Famed money manager Mario Gabelli, one of the largest shareholders in Paramount Global, urged the Federal Communications Commission to halt its review of the transfer of broadcast licenses in the media giant’s $8 billion merger with Skydance.
Gabelli requested the delay so that he could probe for “potential fiduciary and/or federal securities violations” against Paramount’s minority shareholders, according to a letter he sent to the agency made public Tuesday.
His investment firm, Gabelli Value, owns approximately 13% of Paramount’s Class A common stock – the second largest Class A shareholder behind Shari Redstone and National Amusements – and roughly 900,000 Class B shares.
“Gabelli Value respectfully requests that the Commission defer resolution of the application until Gabelli Value has completed its inquiry and determined whether to initiate litigation against Paramount’s board of directors, NAI, and/or Skydance for breach of fiduciary duty (or aiding and abetting) under Delaware law and/or whether the transaction violates federal law. We are available to discuss this matter at your convenience,” the letter said.
Gabelli filed the request with the FCC on Nov. 8 — four days after Paramount released a 699-page S-4 prospectus with the Securities and Exchange Commission about the Skydance deal, which would hand control of assets that include CBS to the independent studio owned by tech heir David Ellison.
However, Gabelli’s letter to the FCC claims Paramount’s “proxy statement does not provide adequate disclosures concerning the process leading up to board approval of the merger or the fairness of the merger consideration.”
“Importantly, it does not provide stakeholders with adequate information to determine whether consideration that should be paid to shareholders is being diverted to [Shari Redstone’s] NAI for its controlling stake in the Company.”
Skydance and Paramount declined comment.
Redstone, the daughter of the late media tycoon Sumner Redstone, is expected to walk away with a nearly $2 billion windfall for her her controlling stake in Paramount.

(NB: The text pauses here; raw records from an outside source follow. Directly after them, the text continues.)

PR #87, opened 2019-12-09
Fix the barycentric coords calculator

janper:
The original function (which the most beautiful part of the code, though) returned None for no obvious reason and it happened where it shouldn't. The current version works and was tested visually and against a different implementation of the same functionality (from https://observablehq.com/@infowantstobeseen/barycentric-coordinates#calc_barycentric)

### DIFF
--- a/src/geometry.rs
+++ b/src/geometry.rs
@@ -12,7 +12,6 @@ pub fn compute_triangle_normal(
     Vector3::cross(&u, &v).normalize()
 }
 
-
 /// Computes barycentric coordinates of point P in triangle A, B, C.
 pub fn compute_barycentric_coords(
     a: Point2<f32>,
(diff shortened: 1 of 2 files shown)


yanchith:
@janper Please have a look at this https://play.rust-lang.org/?version=stable&mode=debug&edition=2018&gist=1f0f431a9b36af1c1f6efe6bdd85ace2

I tested both implementations and the new one can easily produce NaNs or infinities. On what good data did the original function fail you?

janper:
> @janper Please have a look at this https://play.rust-lang.org/?version=stable&mode=debug&edition=2018&gist=1f0f431a9b36af1c1f6efe6bdd85ace2
> 
> I tested both implementations and the new one can easily produce NaNs or infinities. On what good data did the original function fail you?

I was pulling a 3d grid onto a mesh sphere. One of the pulls failed due to the barycentric coords calculator returning None.

janper:
You're right. I found an error in the pull function. I'm fixing that instead.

After filing his request for more details last week, Gabelli told TheWrap: “I want my clients to have the option of continuing to own the voting shares. Why should they get squeezed out?”
“Secondly, are they worried I would discover a whole bunch of numbers that would indicate that they should get more money because the other guy got more money? I don’t know,” he said.
The complex deal includes Paramount buying the smaller Skydance and then merging with the company.
Class B commons can then sell some Paramount stock for $15, a premium to their current price of $11.45
The controlling Class A shareholders get $23 or a chance to convert their shares into Class B common, as The Post previously reported.
The deal — which does not require a shareholder vote — is expected to close in the first half of 2025.